# What the task asks
Below are records; repeat them all exactly.

[Saved entries]
[Start of section]

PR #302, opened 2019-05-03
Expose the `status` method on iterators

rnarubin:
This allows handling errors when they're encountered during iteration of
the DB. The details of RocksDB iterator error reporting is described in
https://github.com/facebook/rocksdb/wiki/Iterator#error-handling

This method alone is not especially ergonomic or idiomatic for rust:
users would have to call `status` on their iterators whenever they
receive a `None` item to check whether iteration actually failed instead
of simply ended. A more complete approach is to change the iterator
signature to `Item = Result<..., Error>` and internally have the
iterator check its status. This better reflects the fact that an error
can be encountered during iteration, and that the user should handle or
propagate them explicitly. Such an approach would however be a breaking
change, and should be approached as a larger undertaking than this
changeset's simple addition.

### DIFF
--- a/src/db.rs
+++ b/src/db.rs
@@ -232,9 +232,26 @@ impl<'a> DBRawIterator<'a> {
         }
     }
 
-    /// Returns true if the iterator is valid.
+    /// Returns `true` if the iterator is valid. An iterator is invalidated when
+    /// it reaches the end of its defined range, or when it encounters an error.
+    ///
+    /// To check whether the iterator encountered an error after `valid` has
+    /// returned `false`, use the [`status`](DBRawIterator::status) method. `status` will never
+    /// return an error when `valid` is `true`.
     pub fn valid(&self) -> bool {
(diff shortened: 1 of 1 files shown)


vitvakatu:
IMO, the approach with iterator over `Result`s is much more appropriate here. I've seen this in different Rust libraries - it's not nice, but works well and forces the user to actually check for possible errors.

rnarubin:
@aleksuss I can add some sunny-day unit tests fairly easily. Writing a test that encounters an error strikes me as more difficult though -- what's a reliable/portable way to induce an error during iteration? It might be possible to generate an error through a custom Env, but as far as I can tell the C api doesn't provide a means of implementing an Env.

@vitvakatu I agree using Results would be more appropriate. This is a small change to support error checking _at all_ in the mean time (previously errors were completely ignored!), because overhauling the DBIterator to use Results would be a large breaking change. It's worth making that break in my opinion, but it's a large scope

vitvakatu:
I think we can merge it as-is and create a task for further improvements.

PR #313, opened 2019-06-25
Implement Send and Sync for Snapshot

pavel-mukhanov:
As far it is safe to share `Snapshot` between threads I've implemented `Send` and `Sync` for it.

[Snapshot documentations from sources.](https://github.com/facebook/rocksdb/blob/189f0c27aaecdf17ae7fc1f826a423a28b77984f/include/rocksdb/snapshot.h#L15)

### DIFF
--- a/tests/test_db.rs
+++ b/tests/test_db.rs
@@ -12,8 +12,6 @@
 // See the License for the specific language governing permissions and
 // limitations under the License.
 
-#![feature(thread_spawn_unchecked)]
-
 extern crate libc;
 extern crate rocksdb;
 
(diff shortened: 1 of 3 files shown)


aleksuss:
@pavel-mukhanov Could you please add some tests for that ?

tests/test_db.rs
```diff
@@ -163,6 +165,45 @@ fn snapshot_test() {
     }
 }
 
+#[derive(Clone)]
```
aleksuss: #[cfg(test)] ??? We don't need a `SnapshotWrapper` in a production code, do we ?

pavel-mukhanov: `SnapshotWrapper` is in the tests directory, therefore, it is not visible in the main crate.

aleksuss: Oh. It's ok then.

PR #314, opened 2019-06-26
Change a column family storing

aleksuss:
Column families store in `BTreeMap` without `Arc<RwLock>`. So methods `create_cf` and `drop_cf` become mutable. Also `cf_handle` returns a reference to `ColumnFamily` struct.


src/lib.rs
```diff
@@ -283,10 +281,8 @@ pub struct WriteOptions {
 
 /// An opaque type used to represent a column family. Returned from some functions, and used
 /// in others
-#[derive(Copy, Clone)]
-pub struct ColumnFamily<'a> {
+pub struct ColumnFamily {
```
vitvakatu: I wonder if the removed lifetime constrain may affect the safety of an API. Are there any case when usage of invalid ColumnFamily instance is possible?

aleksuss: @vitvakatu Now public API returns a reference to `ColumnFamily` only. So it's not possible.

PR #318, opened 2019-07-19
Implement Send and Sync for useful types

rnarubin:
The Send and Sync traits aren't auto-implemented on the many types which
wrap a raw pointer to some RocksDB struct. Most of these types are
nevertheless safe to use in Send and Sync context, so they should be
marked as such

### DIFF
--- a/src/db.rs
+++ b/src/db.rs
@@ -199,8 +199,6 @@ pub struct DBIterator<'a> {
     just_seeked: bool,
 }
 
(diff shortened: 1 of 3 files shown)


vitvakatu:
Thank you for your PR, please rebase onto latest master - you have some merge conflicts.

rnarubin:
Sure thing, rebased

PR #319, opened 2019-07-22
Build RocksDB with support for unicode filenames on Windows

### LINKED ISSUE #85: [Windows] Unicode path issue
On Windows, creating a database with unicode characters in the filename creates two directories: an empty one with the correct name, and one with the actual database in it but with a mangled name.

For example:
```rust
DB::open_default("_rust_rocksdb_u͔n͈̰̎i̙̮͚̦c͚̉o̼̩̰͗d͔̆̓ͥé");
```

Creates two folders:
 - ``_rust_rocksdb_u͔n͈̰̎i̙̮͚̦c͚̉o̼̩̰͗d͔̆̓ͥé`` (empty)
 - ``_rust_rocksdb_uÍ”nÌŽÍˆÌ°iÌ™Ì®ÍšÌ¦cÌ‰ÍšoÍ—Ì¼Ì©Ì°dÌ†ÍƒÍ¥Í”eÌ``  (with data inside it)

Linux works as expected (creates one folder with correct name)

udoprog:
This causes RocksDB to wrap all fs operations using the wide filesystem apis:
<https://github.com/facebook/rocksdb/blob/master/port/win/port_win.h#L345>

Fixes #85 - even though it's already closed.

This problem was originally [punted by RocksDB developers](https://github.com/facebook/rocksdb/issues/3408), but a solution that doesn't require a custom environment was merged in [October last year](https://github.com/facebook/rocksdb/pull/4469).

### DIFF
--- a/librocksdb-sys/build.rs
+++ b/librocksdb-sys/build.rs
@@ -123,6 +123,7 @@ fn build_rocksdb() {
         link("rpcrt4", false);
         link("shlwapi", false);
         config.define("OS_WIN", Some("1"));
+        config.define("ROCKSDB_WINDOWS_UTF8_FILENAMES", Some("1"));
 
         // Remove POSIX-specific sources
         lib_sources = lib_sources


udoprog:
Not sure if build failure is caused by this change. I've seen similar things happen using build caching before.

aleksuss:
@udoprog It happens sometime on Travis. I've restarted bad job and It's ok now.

[End of section]

# Exercise answer
PR #302, opened 2019-05-03
Expose the `status` method on iterators

rnarubin:
This allows handling errors when they're encountered during iteration of
the DB. The details of RocksDB iterator error reporting is described in
https://github.com/facebook/rocksdb/wiki/Iterator#error-handling

This method alone is not especially ergonomic or idiomatic for rust:
users would have to call `status` on their iterators whenever they
receive a `None` item to check whether iteration actually failed instead
of simply ended. A more complete approach is to change the iterator
signature to `Item = Result<..., Error>` and internally have the
iterator check its status. This better reflects the fact that an error
can be encountered during iteration, and that the user should handle or
propagate them explicitly. Such an approach would however be a breaking
change, and should be approached as a larger undertaking than this
changeset's simple addition.

### DIFF
--- a/src/db.rs
+++ b/src/db.rs
@@ -232,9 +232,26 @@ impl<'a> DBRawIterator<'a> {
         }
     }
 
-    /// Returns true if the iterator is valid.
+    /// Returns `true` if the iterator is valid. An iterator is invalidated when
+    /// it reaches the end of its defined range, or when it encounters an error.
+    ///
+    /// To check whether the iterator encountered an error after `valid` has
+    /// returned `false`, use the [`status`](DBRawIterator::status) method. `status` will never
+    /// return an error when `valid` is `true`.
     pub fn valid(&self) -> bool {
(diff shortened: 1 of 1 files shown)


vitvakatu:
IMO, the approach with iterator over `Result`s is much more appropriate here. I've seen this in different Rust libraries - it's not nice, but works well and forces the user to actually check for possible errors.

rnarubin:
@aleksuss I can add some sunny-day unit tests fairly easily. Writing a test that encounters an error strikes me as more difficult though -- what's a reliable/portable way to induce an error during iteration? It might be possible to generate an error through a custom Env, but as far as I can tell the C api doesn't provide a means of implementing an Env.

@vitvakatu I agree using Results would be more appropriate. This is a small change to support error checking _at all_ in the mean time (previously errors were completely ignored!), because overhauling the DBIterator to use Results would be a large breaking change. It's worth making that break in my opinion, but it's a large scope

vitvakatu:
I think we can merge it as-is and create a task for further improvements.

PR #313, opened 2019-06-25
Implement Send and Sync for Snapshot

pavel-mukhanov:
As far it is safe to share `Snapshot` between threads I've implemented `Send` and `Sync` for it.

[Snapshot documentations from sources.](https://github.com/facebook/rocksdb/blob/189f0c27aaecdf17ae7fc1f826a423a28b77984f/include/rocksdb/snapshot.h#L15)

### DIFF
--- a/tests/test_db.rs
+++ b/tests/test_db.rs
@@ -12,8 +12,6 @@
 // See the License for the specific language governing permissions and
 // limitations under the License.
 
-#![feature(thread_spawn_unchecked)]
-
 extern crate libc;
 extern crate rocksdb;
 
(diff shortened: 1 of 3 files shown)


aleksuss:
@pavel-mukhanov Could you please add some tests for that ?

tests/test_db.rs
```diff
@@ -163,6 +165,45 @@ fn snapshot_test() {
     }
 }
 
+#[derive(Clone)]
```
aleksuss: #[cfg(test)] ??? We don't need a `SnapshotWrapper` in a production code, do we ?

pavel-mukhanov: `SnapshotWrapper` is in the tests directory, therefore, it is not visible in the main crate.

aleksuss: Oh. It's ok then.

PR #314, opened 2019-06-26
Change a column family storing

aleksuss:
Column families store in `BTreeMap` without `Arc<RwLock>`. So methods `create_cf` and `drop_cf` become mutable. Also `cf_handle` returns a reference to `ColumnFamily` struct.


src/lib.rs
```diff
@@ -283,10 +281,8 @@ pub struct WriteOptions {
 
 /// An opaque type used to represent a column family. Returned from some functions, and used
 /// in others
-#[derive(Copy, Clone)]
-pub struct ColumnFamily<'a> {
+pub struct ColumnFamily {
```
vitvakatu: I wonder if the removed lifetime constrain may affect the safety of an API. Are there any case when usage of invalid ColumnFamily instance is possible?

aleksuss: @vitvakatu Now public API returns a reference to `ColumnFamily` only. So it's not possible.

PR #318, opened 2019-07-19
Implement Send and Sync for useful types

rnarubin:
The Send and Sync traits aren't auto-implemented on the many types which
wrap a raw pointer to some RocksDB struct. Most of these types are
nevertheless safe to use in Send and Sync context, so they should be
marked as such

### DIFF
--- a/src/db.rs
+++ b/src/db.rs
@@ -199,8 +199,6 @@ pub struct DBIterator<'a> {
     just_seeked: bool,
 }
 
(diff shortened: 1 of 3 files shown)


vitvakatu:
Thank you for your PR, please rebase onto latest master - you have some merge conflicts.

rnarubin:
Sure thing, rebased

PR #319, opened 2019-07-22
Build RocksDB with support for unicode filenames on Windows

### LINKED ISSUE #85: [Windows] Unicode path issue
On Windows, creating a database with unicode characters in the filename creates two directories: an empty one with the correct name, and one with the actual database in it but with a mangled name.

For example:
```rust
DB::open_default("_rust_rocksdb_u͔n͈̰̎i̙̮͚̦c͚̉o̼̩̰͗d͔̆̓ͥé");
```

Creates two folders:
 - ``_rust_rocksdb_u͔n͈̰̎i̙̮͚̦c͚̉o̼̩̰͗d͔̆̓ͥé`` (empty)
 - ``_rust_rocksdb_uÍ”nÌŽÍˆÌ°iÌ™Ì®ÍšÌ¦cÌ‰ÍšoÍ—Ì¼Ì©Ì°dÌ†ÍƒÍ¥Í”eÌ``  (with data inside it)

Linux works as expected (creates one folder with correct name)

udoprog:
This causes RocksDB to wrap all fs operations using the wide filesystem apis:
<https://github.com/facebook/rocksdb/blob/master/port/win/port_win.h#L345>

Fixes #85 - even though it's already closed.

This problem was originally [punted by RocksDB developers](https://github.com/facebook/rocksdb/issues/3408), but a solution that doesn't require a custom environment was merged in [October last year](https://github.com/facebook/rocksdb/pull/4469).

### DIFF
--- a/librocksdb-sys/build.rs
+++ b/librocksdb-sys/build.rs
@@ -123,6 +123,7 @@ fn build_rocksdb() {
         link("rpcrt4", false);
         link("shlwapi", false);
         config.define("OS_WIN", Some("1"));
+        config.define("ROCKSDB_WINDOWS_UTF8_FILENAMES", Some("1"));
 
         // Remove POSIX-specific sources
         lib_sources = lib_sources


udoprog:
Not sure if build failure is caused by this change. I've seen similar things happen using build caching before.

aleksuss:
@udoprog It happens sometime on Travis. I've restarted bad job and It's ok now.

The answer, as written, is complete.